Нет, Борис Николаевич не сошел с ума, не испытал шока, не тронулся, не сбрендил и крыша у него не поехала — видимо, дала о себе знать армейская закалка. Просто несколько изменился физически — располнел, выпрямился, развернул плечи, слегка поседел, обрел мешки под глазами и какой-то странный стал голос. И всего этого сам Борис Николаевич не замечал до тех пор, пока вдруг не зашел к нему как-то сосед Ахмедзенко, хитрющий человек непонятной национальности, и не обмер, прошептав с порога:

— Николаич, ты что?..

— Не понял, — переспросил его Борис Николаевич, шагнул в сторону соседа, слегка нагнулся.

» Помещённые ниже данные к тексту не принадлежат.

PR #1971, opened 2025-10-21
Use UnorderedElementsAreArray for JSB tests

### LINKED ISSUE #1123: [CI] JointStateBroadcasterTest fails on RHEL/Humble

— А-а… — застряло какое-то непонятно слово в горле Ахмедзенко.

— Что с тобой?

— Счас, — только и выдавил из себя сосед и тихо испарился. Но спустя мгновение вдруг вновь соткался из пространства лестничной площадки и протянул Борису Николаевичу костюм:

— Примерь!

— Зачем? — удивился Борис Николаевич.

— Да примерь ты, ради Бога! — заорал в нетерпенье Ахмедзенко. — Ну!..

И он с силой толкнул Бориса Николаевича к зеркалу, на ходу стаскивая с него спортивную куртку, в которой обычно ходил Борис Николаевич по своей квартире, натягивая, привстав на цыпочки, широкий в плечах пиджак, и одновременно нашарив в карманах пеструю змею шелкового галстука…

— Гляди!

Борис Николаевич слегка отодвинулся — напористый Ахмедзенко едва не прижал его к зеркалу — прищурился, разглядывая свое непривычное в костюме и галстуке изображение. Что-то знакомое проглядывало в этом облике, но что именно — Борис Николаевич все никак не мог понять, пока сосед торжествующе не воскликнул:

— Один в один!

— Что?..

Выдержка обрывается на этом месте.